I know they can charge income tax for it. I don't think that is right, but that is between me and the sixteenth amendment. I would assume he was trying to get the payments under the table, hand to hand transactions in the East. Since that kind of stuff happens there every day, I'm sure they know their ways around it. I would think this is the area "legal" would come into the picture. Evading income taxes. Since these taxes are supposed to be used for things like defense at the national level and services at the state level, if he is living in Singapore and not the USA, I fail to see why he should be paying for services he is essentially not receiving. The government has no problem stealing from people, but like I said, that is another issue entirely.
On to the Apple versus employee issue. In all my classes on ethics, this is by far the lowest level I've ever seen fiduciary duty extended to. I've rarely seen anyone apply it below C level management (outside of certain financial industry positions). Not to say that it can't be... just that the further you go with it the more people will reject the idea of it.
It sounded like he was giving information to suppliers, not vendors or competitors. Apple is well known for exploiting the supply market. For example, they would buy lots of flash memory and force their suppliers to open more fabrication facilities to meet demand. When they were planning a new iPod, they would suddenly stop buying memory so that the prices would plummet due to excess supply. Once the price got low enough, they would buy a ton of it again in order to reduce their costs and boost their profit margins. If this employee was blowing in Apple to prevent Apple from using that tactic, ethically I have no problem with his actions.
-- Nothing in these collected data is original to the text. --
PR #3924, opened 2024-06-10
Update Color.cs

r-j-s:
Added typecast in "public static Color FromARGB(int argb)" to prevent an infinite loop.


swharden:
Thanks @r-j-s, this is a great fix! 🚀

PR #3946, opened 2024-06-14
Implement a new DataLogger

drolevar:
There are two main goals behind this Datalogger:

- Improve performance by bringing in binary search.
- Support circular buffers, which is crucial when logging for an extended period of time.


drolevar:
@swharden Will be very nice to get your thoughts on that. The main reason for making this change for me personally was to limit memory consumption when running for very long periods. That's why I went on with adding CircularBuffer.

swharden:
Hi @drolevar, thanks for this PR! I'm starting to run out of time today and may have limited time tomorrow 😅 but this PR is definitely next up for me to review 👍 

I took a quick look in my browser and this is looking great! I like how you created a dedicated `CircularBuffer` class too. Two quick thoughts before I give it a more thorough review...

1) Where did you source `CircularBuffer.cs` from? It seems copy/pasted from something Microsofty but I'd love to include a URL to the exact source

2) Perhaps we should incorporate this behavior into the `DataStreamer` class (which already has a hacky circular buffer) instead of creating a duplicate DataLogger for this purpose? I haven't studied this PR in detail yet so there may be an obvious reason this wasn't done, but I thought I'd mention it just in case

swharden:
Hi @drolevar, I haven't heard anything in a little while and this PR is still marked "draft", however it's looking pretty good so I'm going to take a few minutes now to modify it slightly and merge it in. If you had additional work you were planning to do to these classes we can start a new PR and take a closer look.

Thanks again for this new datalogger! This is looking fantastic 🚀

swharden:
> Where did you source CircularBuffer.cs from? It seems copy/pasted from something Microsofty but I'd love to include a URL to the exact source

This looks close, but not identical
https://github.com/dotnet/aspire/blob/main/src/Shared/CircularBuffer.cs

swharden:
Hi @drolevar, thanks for the follow up! I'll throw an exception when rotation is assigned to and we can add that functionality if it's desired in the future 👍

drolevar:
@swharden Do you have an idea of what has to be done do take it out of the experimental?

swharden:
> @swharden Do you have an idea of what has to be done do take it out of the experimental?

Probably update the following sections:
* https://scottplot.net/demo/5.0/#plot-streaming-data
* https://scottplot.net/demo/5.0/#plot-growing-data

To clarify how this new class is different from the existing ones. To be honest, I'm still uncertain about this myself. 

If the new class can simply replace the existing `DataStreamer`, that's an even better option, as no changes to documentation would be required!

A few messages up you said "The reason I didn't use DataStreamer is that it didn't have the functionality I needed, however at the moment I don't remember what that was.", so maybe just clarifying that point will let us deprecate the old one and replace it with the new one

jpgarza93:
This would be amazing on a DataLogger along with the nice ViewSlide() functionality. 

I also need this functionality. I currently achieve a circular buffer by calling `DataLoger.Data.Coordinates.RemoveAt(0);` but this is not the best approach and comes with some issues: https://github.com/ScottPlot/ScottPlot/issues/3969

Issue #3956, opened 2024-06-17
SVG XML has issues with unicode characters like superscripts


aespitia:
Issue: SVG XML has issues with unicode characters like superscripts

ScottPlot Version: latest

if you use unicode characters like superscripts in labels and things, they exports as ?? on the SVG XML version.

aespitia:
another example is the "reigstered" mark

swharden:
resolved in #3957

PR #3957, opened 2024-06-17
SVG XML Updates

aespitia:
#3956

there are issues in the rendered SVG XML when you use unicode characters, such as superscripts.  This update is to keep a backward compatible SVG XML export, it's currently ascii, this introduces an optional parameters to the GetXml functions to export using UTF8 instead.

### DIFF
--- a/src/ScottPlot5/ScottPlot5/Primitives/SvgImage.cs
+++ b/src/ScottPlot5/ScottPlot5/Primitives/SvgImage.cs
@@ -1,4 +1,7 @@
-﻿namespace ScottPlot;
+﻿using SkiaSharp;
+using System.IO;
+
+namespace ScottPlot;
 
 internal class SvgImage : IDisposable
 {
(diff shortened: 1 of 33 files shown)


aespitia:
@swharden  would like feedback, if I should just make the default UTF8 and not bother with the backward compatibility?

src/ScottPlot5/ScottPlot5/Primitives/SvgImage.cs
```diff
@@ -17,9 +20,20 @@ public SvgImage(int width, int height)
         Canvas = SKSvgCanvas.Create(rect, Stream);
     }
 
-    public string GetXml()
+    public string GetXml(bool isUtf = false)
     {
-        return Encoding.ASCII.GetString(Stream.ToArray()) + "</svg>";
+        Canvas.Flush();
+
+        if (isUtf)
```
bclehmann, line 27: I think this might all be unnecessary, since the user isn't able to pass in ASCII, only unicode. Plus ASCII is forwards-compatible with utf8 as long as the top bit of each byte is zero (and if it isn't it's non-standard so there's not really a standard that we need to try and stick to).

I think we can just swap out ASCII for UTF8 across the board without needing any option to switch between them.

aespitia: updated PR to simplify the changes

Issue #3943, opened 2024-06-13
SavedImageInfo: add ConsoleWriteFIlename()


swharden:
to allow something like this to print the full file path to the console

```cs
plot1.SavePng("test.png", 600, 400).ConsoleWriteFilename();
```

right now this works

```cs
var file = plot1.SavePng(saveAs, 600, 400);
Console.WriteLine(file.Path);
```

swharden:
Also `CopyPathToClipboard()` and `CopyImageToClipboard()`

swharden:
resolved in #3965

PR #3965, opened 2024-06-18
adding console write file name function

aespitia:
adding requested functionality for writing the file path to the console, briefly looked at the clipboard request too, but it may be a little more involved for different systems, or have to introduce another library to abstract the clipboard, so, i didn't want to introduce a new dependency.  

#3943

```cs
using ScottPlot;

Plot plt = new();
plt.Add.Signal(Generate.Sin());
plt.Add.Signal(Generate.Cos());

plt.SavePng("test.png", 600, 300).ConsoleWriteFilename();
```

### DIFF
--- a/CHANGELOG.md
+++ b/CHANGELOG.md
@@ -12,6 +12,7 @@ _Not yet on NuGet..._
 * SVG: File encoding now supports text containing UTF8 characters (#3956, #3957) @aespitia
 * Documentation: Added a sandbox .NET API project and quickstart section to the website (#3959, #3824) @aespitia
 * Color: Added `ToColor()` and `FromColor()` to simplify conversion between `ScottPlot.Color` and `System.Drawing.Color` (#3964, ##3953) @aespitia
+* Console: Saved image path can be displayed by calling `myPlot.SavePng('demo.png', 600, 400).ConsoleWritePath()` (#3965, #3943) @aespitia
 
 ## ScottPlot 5.0.35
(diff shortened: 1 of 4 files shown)


swharden:
Thanks @aespitia! I think I'll rename `ConsoleWriteFilename` to `ConsoleWritePath` because the full path (not just the filename) will be shown. Also I think I can solve the clipboard issue by adding extension methods to the various control projects. I'll give that a quick go and merge shortly!

swharden:
Note: to get copy-to-clipboard to work in a console app you need to modify the `.csproj` file to target Windows, use Windows Forms libraries, and add the `STAThread` attribute to the main method like:

```xml
<Project Sdk="Microsoft.NET.Sdk">

    <PropertyGroup>
        <OutputType>Exe</OutputType>
        <TargetFramework>net8.0-windows</TargetFramework>
        <ImplicitUsings>enable</ImplicitUsings>
        <Nullable>enable</Nullable>
        <IsPackable>false</IsPackable>
        <UseWindowsForms>true</UseWindowsForms>
    </PropertyGroup>
...
```

```csusing ScottPlot;
using ScottPlot.WinForms;

public static class Program
{
    [STAThread]
    public static void Main()
    {
        Plot plt = new();
        plt.Add.Signal(Generate.Sin());
        plt.Add.Signal(Generate.Cos());

        plt.SavePng("test.png", 600, 300).CopyToClipboard();
    }
}
```

PR #3978, opened 2024-06-21
Signal: improve support for IReadOnlyList<T>

### LINKED ISSUE #3942: Signal: Add support for `IReadOnlyList<T>`
Presently no Add.Signal() overload supports this

sdpenner:
Added IReadOnlyList adder for creating a new signal.  Just creates a generic list from the read only one.

Not sure this makes sense, as users could easily do the ToList() themselves...

closes #3942

```cs
   public Signal Signal<T>(IReadOnlyList<T> ys, double period = 1, Color? color = null)
   {
       SignalSourceGenericList<T> source = new(ys.ToList(), period);
       return Signal(source, color);
   }
```


swharden:
Thanks @sdpenner! I refined this PR to achieve an implementation that avoids the copying associated with `ToArray()`

Issue #4107, opened 2024-07-26
PlottableAdder: make `Plot` public


swharden:
Exposing `PlottableAdder.Plot` will make it easier for users to create custom extension methods for adding things to plots and also manipulating them

I think the best solution is to edit this line

https://github.com/ScottPlot/ScottPlot/blob/fd440273870f8dd6c2b1cf05b65a4294880015fd/src/ScottPlot5/ScottPlot5/PlottableAdder.cs#L12

to be something like this:

```cs
public Plot Plot { get; } = plot;
```

PR #4109, opened 2024-07-27
PlottablerAdder: make `Plot` public

DDiggs91:
Access modified change
Exposing PlottableAdder.Plot as requested in #4107


swharden:
Thanks @DDiggs91! This will be in the next release 🚀

PR #4110, opened 2024-07-27
AxisManager: Improve `AutoScale()` support for inverted axes

BrianAtZetica:
When axes are set to inverted and then an AutoScale is initiated (i.e. middle mouse button) the plot was restoring the axes back to normal directions. 

This was caused by the optional parameters on AutoScale being defaulted to false instead of null. 
The subsequent use of the null-coalescing operator '??' was therefore having no purpose. 

Now the default is null, so if no local parameters are provided AutoScaler parameters are used to decide on axis direction


swharden:
Great catch @BrianAtZetica, thanks! This will be in the next release 🚀

drolevar:
@BrianAtZetica Thank you very much! It was necessary.

wi-fr:
It seems that the bug fix applied here got lost again in a later release. In 5.0.43 any Mouse action restores the axes to their default orientation.

swharden:
> It seems that the bug fix applied here got lost again in a later release. In 5.0.43 any Mouse action restores the axes to their default orientation.

Thanks for pointing this out @wi-fr! I opened #4471 to track reproducing and fixing this issue in the relatively new user input processor. The new system allows automated testing, so we can add tests to ensure this behavior is implemented and does not experience regression again in the future 👍

PR #4111, opened 2024-07-27
Scatter: Added X-axis gradient fill area

CoderPM2011:
Add X-direction gradient fill to `Scatter` plot.
User can set stop points and corresponding colors.

Like Microsoft word - Create a custom gradient
https://support.microsoft.com/en-us/topic/add-a-gradient-color-to-a-shape-11cf6392-723c-4be8-840a-b2dab4b2ba3e

For example the following picture is the spectrum of an LED.
image

## How I implement it
**When `FillX` is set, it will be used instead of the setting of `FillYColor` for rendering.** 

In `Render()`, I set the `Hatch` property in `FillStyle`.
And calculate the `ColorPositions` and `Colors` of `Gradient` based on the current chart position.

- Since in `Gradient`, the range of `ColorPositions` is 0~1, so a conversion calculation has to be done on this.
- When a graph is cut off by an edge, the colors must be interpolated in order to get the correct cutoff point color.

---

## result image
After scaling or moving, the color corresponding to the X-axis can be displayed correctly.
temp

## sample code
```cs
 Coordinates[] points =
 {
     new (350, 1),
     new (380, 2),
     new (555, 3),
     new (780, 1),
     new (950, 2),
 };

 var poly = formsPlot1.Plot.Add.Scatter(points);

 poly.MarkerStyle.IsVisible = false;
 poly.FillY = true;
 poly.FillXPoints = new float[] {
     380.0F,
     440.0F,
     490.0F,
     510.0F,
     580.0F,
     650.0F,
 };
 poly.FillXColors = new Color[] {
     Color.FromHex("#610061"),
     Color.FromHex("#0000FF"),
     Color.FromHex("#00FFFF"),
     Color.FromHex("#00FF00"),
     Color.FromHex("#FFFF00"),
     Color.FromHex("#FF0000"),
 };
```

### DIFF
--- a/CHANGELOG.md
+++ b/CHANGELOG.md
@@ -24,6 +24,7 @@ _Not yet on NuGet..._
 * DataStreamer: Improved support for rotated plots (#4093, #4085) @drolevar @KroMignon @Jofstera
 * Security: Removed outdated reference to `System.Text.Json` which contained CVE-2024-30105 (#4095, #4063) @SerTetora
 * Phaser: New plot type for displaying arrows to points in polar space (#4096, #3939) @CoderPM2011 @nilsakesson
+* Scatter: Added `ColorPositions` to allow placement of colors at specific X positions when using filled scatter plots (#4111) @CoderPM2011
 
 ## ScottPlot 5.0.36
 _Published on [NuGet](https://www.nuget.org/profiles/ScottPlot) on 2024-06-29_
--- a/src/ScottPlot5/ScottPlot5 Cookbook/Recipes/PlotTypes/Scatter.cs
+++ b/src/ScottPlot5/ScottPlot5 Cookbook/Recipes/PlotTypes/Scatter.cs
@@ -422,6 +422,30 @@ public class Scatter : ICategory
         }
     }
 
+    public class ScatterFillGradient : RecipeBase
+    {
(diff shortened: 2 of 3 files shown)


swharden:
@CoderPM2011 this is so cool! Thanks so much for this PR!

I'll make a few small refinements, merge this in, and publish it with the next release tomorrow 🚀

swharden:
> a few small refinements

I ended-up changing the API a bit with the goal of simplifying the Cookbook example I created. I'm going to merge this now, but if you think of improvements still you're welcome to create a new PR! 

I almost made a `PositionedColorGradient` primitive to wrap logic around accumulating colors and positions and house some of the interpolation logic. I figured it could be reused for other things (like creating custom colormaps). I noticed there is already a `Gradient` primitive, but it does something a little different, so I think there may be use for a new primitive that does exactly this. I also thought about defining position as `Coordinates` instead of `double` because that would make it easy to support vertical gradients and also diagonal gradients. I'm leaving things as they are now to keep things moving, but if you have ideas for logic to add to such a class you're welcome to give it a go in a new PR! 

Thanks again for your help on this one 😄

swharden:
Also, it would be super cool to create a cookbook demo that mimics this site

https://www.thermofisher.com/order/fluorescence-spectraviewer

image

PR #4114, opened 2024-07-29
DataLogger: replace `DataLogger` with `Experimental.DataStreamer2`

drolevar:
This should be enough to replace DataLogger with DataStreamer2.

The existing use cases should not be broken.

I've decided to put the new functionality into DataLogger and not DataStreamer because DataStreamer2 is actually based on DataLogger and the API is compatible.


drolevar:
@swharden Any comments on this PR?

swharden:
Hi @drolevar, this looks great! 

I was out of town for about a week then got behind on some other stuff so I've been away from ScottPlot for a few weeks and just now catching up 😅 

> The existing use cases should not be broken

This certainly makes things easier. Thanks for implementing this in a non-breaking way! I'm excited to see this will be in the next release 👍

src/ScottPlot5/ScottPlot5/Plottables/DataLogger.cs
```diff
@@ -1,141 +1,239 @@
...
-        Data.Add(x, y);
+        CoordinateRange rangeX = Data.GetRangeX();
+        CoordinateRange rangeY = Data.GetRangeY(rangeX);
+
+        return Rotated
+            ? new AxisLimits(rangeY, rangeX)
+            : new AxisLimits(rangeX, rangeY);
     }
 
-    public void Add(double[] xs, double[] ys)
```
jpgarza93, line 62: Why was this removed? This was supper useful when loading data from a csv file

Issue #4104, opened 2024-07-25
Invalid svg xml being generated.


aespitia:
Issue: If you try to open the resulting SVG XML, it's invalid because it's missing a "g" tag somewhere, so it will not validate because of the unclosed tag.  

ScottPlot Version: 5.0.36

Code Sample:

```cs
ScottPlot.Plot myPlot = new();

List<PieSlice> slices = new()
{
	new PieSlice() { Value = 31.6, FillColor = Colors.Red, Label = "Category 1 - 31.6%" },
	new PieSlice() { Value = 27.2, FillColor = Colors.Orange, Label = "Category 2 - 27.2%" },
	new PieSlice() { Value = 16.2, FillColor = Colors.Gold, Label = "Category 3 - 16.2%" },
	new PieSlice() { Value = 1.4, FillColor = Colors.Green, Label = "Category 4 - 1.4%" },
	new PieSlice() { Value = 3.7, FillColor = Colors.Blue, Label = "Category 5 - 3.7%" },
	new PieSlice() { Value = 14.8, FillColor = Colors.AliceBlue, Label = "Category 6 - 31.6%" },
	new PieSlice() { Value = 3.3, FillColor = Colors.Aqua, Label = "Category 7 - 3.3%" },
	new PieSlice() { Value = 1.4, FillColor = Colors.Beige, Label = "Category 8 - 1.4%" },
	new PieSlice() { Value = 99.6, FillColor = Colors.BlueViolet, Label = "Category 9 - 99.6%" },
};

var pie = myPlot.Add.Pie(slices);
myPlot.Font.Set("Arial");
pie.DonutFraction=.6;
pie.Padding = 0;
myPlot.Legend.FontSize = 10.666667f;
myPlot.HideGrid();
myPlot.Layout.Frameless();
myPlot.ShowLegend(Edge.Right);

myPlot.SaveSvg(@"c:\temp\pietest.svg",500,375);
```

![image](https://github.com/user-attachments/assets/4f40b1f4-8a8a-420a-9e55-9aa92ab9e1a2)

aespitia:
My guess is that it has something to do with how the XML is getting rendered from the memory stream of whatever is in there at the time, but doesn't know that the G path should be closed when the XML is grabbed.

DDiggs91:
Agreed, adding a closing </g> tag before the end of the svg removes the error
[...]

PR #4121, opened 2024-07-31
SvgImage: fix svg xml string generation

KroMignon:
Add possible missed closing tags in `SvgImage`.`GetXml()`.

This should fix issue #4104


src/ScottPlot5/ScottPlot5/Primitives/SvgImage.cs
```diff
@@ -17,9 +19,30 @@ public SvgImage(int width, int height)
...
+        int count = Regex.Matches(text, substring).Count;
+
+#else
+        var expression = new Regex(substring);
+        int count = expression.Matches(text).Count;
+#endif
+        return count;
+    }
+
+    private static string[] SvgTags = new string[] { "g", "svg" };
```
bclehmann, line 34: Do we know that this issue only happens for these tags? Or preferably why it happens, so we can hopefully fix it in a better way? We already cannot assume that `<svg>` is never contained within a `<g>` tag (which this code implicitly does), as you are allowed to nest SVG documents inside eachother. This would get much worse if we had to add more tags.

It would be very helpful to see some generated documents and where they go wrong, because it's entirely possible that this is exactly enough. But right now I'm seeing that it only appends two closing tags (and only appends each closing tag at most once), which seems like it's either not enough, or it indicates some very specific issue, such as not properly telling Skia that we want to terminate the document.

In fact, I'm seeing the following remark in the Skiasharp docs that makes me think I'm right and we can make Skia close the document itself: https://learn.microsoft.com/en-us/dotnet/api/skiasharp.sksvgcanvas?view=skiasharp-2.88#remarks
```
The canvas may buffer some drawing calls, so the output is not guaranteed to be valid or complete until the canvas instance is deleted.
```

I assume by deleting the canvas instance they mean disposing it, as I don't see any API that would be a better fit. Not the wording I would expect in a C# API, but it's probably just borrowed from the underlying C++ API where that's a more common term to use. Fortunately, the `SvgImage` class is marked `internal` and I believe never exposed to users, so I this wouldn't be a breaking change.

bclehmann (changes requested):
I think my comment allows a better fix for this, but if I'm wrong and it doesn't work I can take another look at the code

src/ScottPlot5/ScottPlot5/Primitives/SvgImage.cs
bclehmann: I'm seeing that the following patch properly closes the image without needing to append a `</svg>`. I think this is probably the way to go, but we should probably have some logic to throw if they call `GetXml` twice.

```
diff --git a/src/ScottPlot5/ScottPlot5/Primitives/SvgImage.cs b/src/ScottPlot5/ScottPlot5/Primitives/SvgImage.cs
index 03edcc1a3..0b53dfc64 100644
--- a/src/ScottPlot5/ScottPlot5/Primitives/SvgImage.cs
+++ b/src/ScottPlot5/ScottPlot5/Primitives/SvgImage.cs
@@ -19,7 +19,8 @@ internal class SvgImage : IDisposable

     public string GetXml()
     {
-        return Encoding.UTF8.GetString(Stream.ToArray()) + "</svg>";
+        Canvas.Dispose();
+        return Encoding.UTF8.GetString(Stream.ToArray());
     }

     public void Dispose()
```

As an aside, it's also very C++-ey to document object destruction particulars and key parts of using the API as a small remark rather than in a more conspicuous area.

KroMignon:
> I think my comment allows a better fix for this, but if I'm wrong and it doesn't work I can take another look at the code

I have changed a little bit the patch to follow your suggestion.
Calling `Canvas.Dispose()` before generating the Svg/Xml string solves the issue. I was wondering why the initial code appends the closing `</svg>` tag but had not found any relevant information in Skia/SkiaSharp project.

Thanks for your input 👍

bclehmann:
> Calling `Canvas.Dispose()` before generating the Svg/Xml string solves the issue. I was wondering why the initial code appends the closing `</svg>` tag but had not found any relevant information in Skia/SkiaSharp project.

That's great, I'm glad we could fix this and improve the code.

> I have changed a little bit the patch to follow your suggestion.

I'm not seeing it here, did you forget to push your changes? In any case, I think Scott's been pretty busy with other stuff this week, so there's no rush.

KroMignon:
> I'm not seeing it here, did you forget to push your changes?

Oups 😅

src/ScottPlot5/ScottPlot5/Primitives/SvgImage.cs
```diff
@@ -6,28 +6,42 @@ internal class SvgImage : IDisposable
     public readonly int Width;
     public readonly int Height;
     private readonly MemoryStream Stream;
-    public readonly SKCanvas Canvas;
+    public SKCanvas Canvas
```
bclehmann, line 9: This is cool, I guess I'll let Scott comment on whether we need to support reusing the `SvgImage` object or if this is too fancy.

src/ScottPlot5/ScottPlot5/Primitives/SvgImage.cs
```diff
@@ -6,28 +6,42 @@ internal class SvgImage : IDisposable
...
-        Canvas = SKSvgCanvas.Create(rect, Stream);
     }
-
     public string GetXml()
     {
-        return Encoding.UTF8.GetString(Stream.ToArray()) + "</svg>";
+        // ensure Canvas is disposed before reading stream content to avoid errors
+        _canvas?.Dispose();
+        // Canvas no more relevant
+        _canvas = null;
```
bclehmann, line 35: This looks great, the only thing I might add is a link to the docs about why the canvas needs disposing. Maybe just something like this:

```cs
// The SVG document is not guaranteed to be closed until the canvas is disposed
// See: https://learn.microsoft.com/en-us/dotnet/api/skiasharp.sksvgcanvas?view=skiasharp-2.88#remarks
```

bclehmann (approved):
looks good, mostly just documentation

swharden:
Thanks @KroMignon and @bclehmann! I was out of town for a week then took a couple weeks to catch up so it took me longer to get to this one, but I really appreciate it. Thanks @aespitia too for pointing this out over in #4104! I'm happy this fix will be in the next release 🚀

Issue #4119, opened 2024-07-30
Generate.Range()


swharden:
We have generate method that creates N consecutive values, but that's not great if we want to generate a range of numbers. For example, a range between 5 and 10 spaced by 0.05 regardless of what the final count actually is.

epegeot:
Is the goal of this to have a range function like the ones in python (start : double, stop : double, step : double = 1)?
I could handle this if that's what's wanted.

swharden:
resolved in #4122

PR #4122, opened 2024-07-31
Generate: add stepped values generator

KroMignon:
Update `Generate` to be able to generate a range of values spaces with given step.

This should fix issue #4119 

Usage example:
```cs
myPlot.Add.Signal(Generate.Range(1, 99, .5));
myPlot.SavePng("Range.png", 640, 480);
```
Range


CoderPM2011:
> This should fix issue #4122

This is the PR itself, should it be #4119?

swharden:
Thanks @KroMignon!

PR #4125, opened 2024-08-02
RenderManager: Improve scaling for high density displays during axis events

BrianAtZetica:
Repeat renders (which occur if events change the axis limits since #3952 ) was resulting in repeated calls to canvas.Scale.

If being run on a screen with a ScaleFactor larger than 1, this resulted in the plot size blowing up. 

Code to illustrate this (in WPF sandbox program) follows:

```cs
    public MainWindow()
    {
        InitializeComponent();

        WpfPlot1.Plot.ScaleFactor = WpfPlot1.DisplayScale;
        WpfPlot1.Plot.RenderManager.AxisLimitsChanged += AxesChanged;

        var size = 500;
        var cycles = 1;
        double[] xs = Generate.Consecutive(size);
        double[] ys = Generate.Sin(count: xs.Length, oscillations: cycles);

        var sig1 = WpfPlot1.Plot.Add.SignalXY(xs, ys);
    }


    private void AxesChanged(object? sender, RenderDetails e)
    {
        var leftAxisLimits = WpfPlot1.Plot.Axes.GetLimits(WpfPlot1.Plot.Axes.Bottom, WpfPlot1.Plot.Axes.Left);
        WpfPlot1.Plot.Axes.SetLimitsY(leftAxisLimits, WpfPlot1.Plot.Axes.Right);
    }
```

This initially renders correctly:
image

but if you zoom on the Left axis:
image

Moving the canvas.Scale to the Render method instead of RenderOnce (which is called multiple times) fixes this issue.


swharden:
Great catch @BrianAtZetica, thanks for identifying the problem and creating this PR!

Either way, Apple found out, they fired him. His name is in the press now and it should essentially make him unable to get hired by anyone. That's where, in my opinion, this should end. Business is business, the market will sort it out by keeping him unemployed. He sold his job and reputation for $1M. So what now, Apple is going to sue him for all the money and he'll end up being supported by the American taxpayer for the rest of his life? How is that a more ethical or better situation?
Then again, we know nothing of his contract. There is probably some section that covers this. If he agreed to a contract then it becomes his fault for being immensely stupid. But still, we'll all end up supporting him when he goes broke and is unemployed... all so Stevey J has more cash to roll around in.